Is ky dawg and brownceluse gonna get in on this awesome deal?


----------



## Jay Hughes (Dec 8, 2012)

Put me down!

Roll Tide Roll!!!!


----------



## Bitteroot (Dec 8, 2012)

Matthew6 said:


> Is ky dawg and brownceluse gonna get in on this awesome deal?



Yes.... I suppose they will.....and they should... the enemy of my enemy is my friend.....! -Bitteroot aka- Bitteroot...

Question is... will the "SEC ain't all that" crowd jump up on this and crow...... or are they a bunch of banty roosters......?


----------



## brownceluse (Dec 8, 2012)

Not sure yall want me in on this. I have lost the last two avatar bets I've been in! But I'm in! Roll Dawgs!


----------



## chadair (Dec 8, 2012)

brownceluse said:


> Not sure yall want me in on this. I have lost the last two avatar bets I've been in! But I'm in! Roll Dawgs!



lol


----------



## Matthew6 (Dec 8, 2012)

brownceluse said:


> Not sure yall want me in on this. I have lost the last two avatar bets I've been in! But I'm in!
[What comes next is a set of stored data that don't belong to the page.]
PR #3081, opened 2024-05-14
Added max-unhealthy-endpoints-ratio cmdline parameter for PHC

RomanZavodskikh:
This parameter is nice to have because PHC feature was designed to mitigate some small amount of unhealthy endpoints.
So, it is better to fail open if the amount of unhealthy endpoints is "too much".

The introduced parameter configures this "too much".


proxy/proxy.go
```diff
@@ -162,14 +162,20 @@ type PassiveHealthCheck struct {
...
 }
 
 func InitPassiveHealthChecker(o map[string]string) (bool, *PassiveHealthCheck, error) {
 	if len(o) == 0 {
 		return false, &PassiveHealthCheck{}, nil
 	}
 
-	result := &PassiveHealthCheck{}
+	result := &PassiveHealthCheck{
+		MaxUnhealthyEndpointsRatio: 1.0,
```
AlexanderYastrebov, line 177: Nice.

Could you also add another default optional explicitly (`MinDropProbability: 0.0`)?

proxy/healthy_endpoints.go
```diff
@@ -19,20 +19,22 @@ func (h *healthyEndpoints) filterHealthyEndpoints(ctx *context, endpoints []rout
...
 			ctx.Logger().Infof("Dropping endpoint %q due to passive health check: p=%0.2f, dropProbability=%0.2f",
 				e.Host, p, dropProbability)
 			metrics.IncCounter("passive-health-check.endpoints.dropped")
+			unhealthyEndpointsCount++
 		} else {
 			filtered = append(filtered, e)
 		}
-	}
 
-	if len(filtered) == 0 {
```
AlexanderYastrebov, line 34: I think we need either to keep this check or use `>=` condition

AlexanderYastrebov: Please add a test for this edge case.

docs/operation/operation.md
```diff
@@ -926,6 +931,7 @@ The parameters of `-passive-health-check` option are:
 + `min-drop-probabilty=<0.0 <= p <= 1.0>` - the minimum possible probability of unhealthy endpoint being not considered while choosing the endpoint for the given request. The same value is in fact used as minimal failed requests ratio for PHC to be enabled for this endpoint
 + `max-drop-probabilty=<0.0 <= p <= 1.0>` - the maximum possible probability of unhealthy endpoint being not considered
```
szuecs, line 932: I think we also miss here that `min-drop-probabilty < max-drop-probabilty` should hold true. Not sure if we check this in code somewhere but sounds like we should.

docs/operation/operation.md
```diff
@@ -926,6 +931,7 @@ The parameters of `-passive-health-check` option are:
...
 while choosing the endpoint for the given request
++ `max-unhealthy-endpoints-ratio=<0.0 <= r <= 1.0>` - the maximum ratio of unhealthy endpoints for PHC to try to mitigate ongoing requests
```
szuecs, line 934: Maybe we should not use angle brackets `<>` but `[]`. At least in my experience in math we use these which makes more sense to at least me. :)

docs/operation/operation.md
```diff
@@ -904,15 +904,20 @@ the Skipper takes a look at previous period and if the amount of requests in the
...
+if there are too many unhealthy endpoints PHC does not try to mitigate them any more and requests are sent like there is no PHC at all.
 
 Having this, we expect less requests to fail because a lot of them would be sent to endpoints that seem to be healthy instead.
 
 To enable this feature, you need to provide `-passive-health-check` option having forementioned parameters
-(`period`, `min-requests`, `min-drop-probability`, `max-drop-probability`) defined.
+(`period`, `min-requests`, `min-drop-probability`, `max-drop-probability`, `max-unhealthy-endpoints-ratio`) defined.
 `period`, `min-requests`, `max-drop-probability` are required parameters, it is not possible for PHC to be enabled without
 them explicitly defined by user. `min-drop-probability` is implicitly defined as `0.0` if not explicitly set by user.
+`max-unhealthy-endpoints-ratio` is defined as `1.0` if not expllicilty set by user.
```
szuecs, line 916: expllicilty -> explicitly

proxy/proxy.go
```diff
@@ -162,14 +162,20 @@ type PassiveHealthCheck struct {
 
 	// The maximum probability of unhealthy endpoint to be dropped out from load balancing for every specific request
 	MaxDropProbability float64
+
+	// The maximum ratio of unhealthy endpoints in the list of all endpoints PHC will check in case of all endpoints
```
szuecs, line 166: Proper go doc starts with the var name: `MaxUnhealthyEndpointsRatio is the maximum ratio of unhealthy ...`

proxy/proxy.go
```diff
@@ -218,6 +224,15 @@ func InitPassiveHealthChecker(o map[string]string) (bool, *PassiveHealthCheck, e
 				return false, nil, fmt.Errorf("passive health check: invalid minDropProbability value: %s", value)
 			}
 			result.MinDropProbability = minDropProbability
+		case "max-unhealthy-endpoints-ratio":
+			maxUnhealthyEndpointsRatio, err := strconv.ParseFloat(value, 64)
+			if err != nil {
+				return false, nil, fmt.Errorf("passive health check: invalid maxUnhealthyEndpointsRatio value: %s", value)
```
szuecs, line 230: %s -> %q

proxy/proxy.go
```diff
@@ -218,6 +224,15 @@ func InitPassiveHealthChecker(o map[string]string) (bool, *PassiveHealthCheck, e
...
+			}
+			if maxUnhealthyEndpointsRatio < 0 || maxUnhealthyEndpointsRatio > 1 {
+				return false, nil, fmt.Errorf("passive health check: invalid maxUnhealthyEndpointsRatio value: %s", value)
```
szuecs, line 233: %s -> %q

proxy/proxy_test.go
```diff
@@ -2296,148 +2296,162 @@ func TestInitPassiveHealthChecker(t *testing.T) {
...
 		{
 			inputArg: map[string]string{
-				"period":               "1m",
-				"min-requests":         "10",
-				"max-drop-probability": "0.05",
-				"min-drop-probability": "0.9",
+				"period":                        "1m",
+				"min-requests":                  "10",
+				"max-drop-probability":          "0.05",
+				"min-drop-probability":          "0.9",
```
szuecs, line 2440: here you test `min > max`, so just missing docs as far as I see

proxy/healthy_endpoints_test.go
```diff
@@ -241,3 +244,39 @@ func TestPHC(t *testing.T) {
 		})
 	}
 }
+
+func TestPHCMaxUnhealthyEndpointsEdgeCase(t *testing.T) {
```
AlexanderYastrebov, line 248: EdgeCase -> AllUnhealthy

proxy/healthy_endpoints_test.go
```diff
@@ -241,3 +244,39 @@ func TestPHC(t *testing.T) {
...
+	)
+
+	servicesString := setupServices(t, healthy, unhealthy)
+	endpointregistry := routing.NewEndpointRegistry(routing.RegistryOptions{
+		PassiveHealthCheckEnabled:     true,
+		StatsResetPeriod:              period,
+		MinRequests:                   2,
+		MaxHealthCheckDropProbability: 0.95,
+		MinHealthCheckDropProbability: 0.01,
+		MaxUnhealthyEndpointsRatio:    0.5, // because of this setting PHC expected effectively not to work here
```
AlexanderYastrebov, line 261: I think the edge case is when this is 1.0, then
```go
unhealthyEndpointsCount == len(endpoints)*e.Metrics.MaxUnhealthyEndpointsRatio()
```

RomanZavodskikh: Yeah, I just realized that the "edge case" is "all endpoints are unhealthy", implemented such case instead here:
https://github.com/zalando/skipper/pull/3081/files#diff-b1bbc8a9c24c3b87d0de99e08ebcdd6df2da583d27fa530049a3cc12d496435cR248

proxy/healthy_endpoints_test.go
RomanZavodskikh: I think `TestPHCNoHealthyEndpoints` makes much sense too.

proxy/healthy_endpoints.go
```diff
@@ -19,16 +19,22 @@ func (h *healthyEndpoints) filterHealthyEndpoints(ctx *context, endpoints []rout
...
 		if p < dropProbability {
 			ctx.Logger().Infof("Dropping endpoint %q due to passive health check: p=%0.2f, dropProbability=%0.2f",
 				e.Host, p, dropProbability)
 			metrics.IncCounter("passive-health-check.endpoints.dropped")
+			unhealthyEndpointsCount++
 		} else {
 			filtered = append(filtered, e)
 		}
+
+		if float64(unhealthyEndpointsCount) > float64(len(endpoints))*e.Metrics.MaxUnhealthyEndpointsRatio() {
```
AlexanderYastrebov, line 35: I think we can pre-compute allowed ratio outside of the loop.

routing/endpointregistry.go
```diff
@@ -227,6 +230,10 @@ func (r *EndpointRegistry) GetMetrics(hostPort string) Metrics {
 	return e.(*entry)
 }
 
+func (r *EndpointRegistry) MaxUnhealthyEndpointsRatio() float64 {
```
AlexanderYastrebov, line 233: Why do we need this to be a part of Endpoint Registry?
I think proxy healthchecker should have access to this value from PassiveHealthCheck config.

AlexanderYastrebov:
:+1:

RomanZavodskikh:
:+1:

szuecs:
:+1:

Roll Dawgs!



  put my name down too.


----------



## Bitteroot (Dec 8, 2012)

Now all we need is for some of the antiSEC crowd to jump on.  It they got the noive......


----------



## brownceluse (Dec 8, 2012)

chadair said:


> lol



Catch 22......


----------



## SpotandStalk (Dec 8, 2012)

I would bet my avatar but my team isn't in the game.


----------



## KyDawg (Dec 8, 2012)

I will bet you my Avatar is gone as soon as this game is over.


----------



## Bitteroot (Dec 8, 2012)

SpotandStalk said:


> I would bet my avatar but my team isn't in the game.



Doesn't matter.   Neither is mine.......


----------



## Bitteroot (Dec 8, 2012)

KyDawg said:


> I will bet you my Avatar is gone as soon as this game is over.



Win the bet and your can be whatever you want I to be .....


----------



## Bitteroot (Dec 8, 2012)

where's the SEC haters at?  Maybe they've converted....


----------



## brownceluse (Dec 8, 2012)

Lets help root out boys! These left coast boys get on here rambling about how the sec sucks! Lets help root out with this avatar bet with Bamers.


----------



## brownceluse (Dec 8, 2012)

Bitteroot said:


> where's the SEC haters at?  Maybe they've converted....



Cowards! probably drinking a Heinekin at the country club. Sissys!!!


----------



## KyDawg (Dec 8, 2012)

How long is the bet for.


----------



## brownceluse (Dec 8, 2012)

KyDawg said:


> How long is the bet for.



Just get in! We cant lose we are on the Bama side......


----------



## KyDawg (Dec 8, 2012)

Matthew6 said:


> Is ky dawg and brownceluse gonna get in on this awesome deal?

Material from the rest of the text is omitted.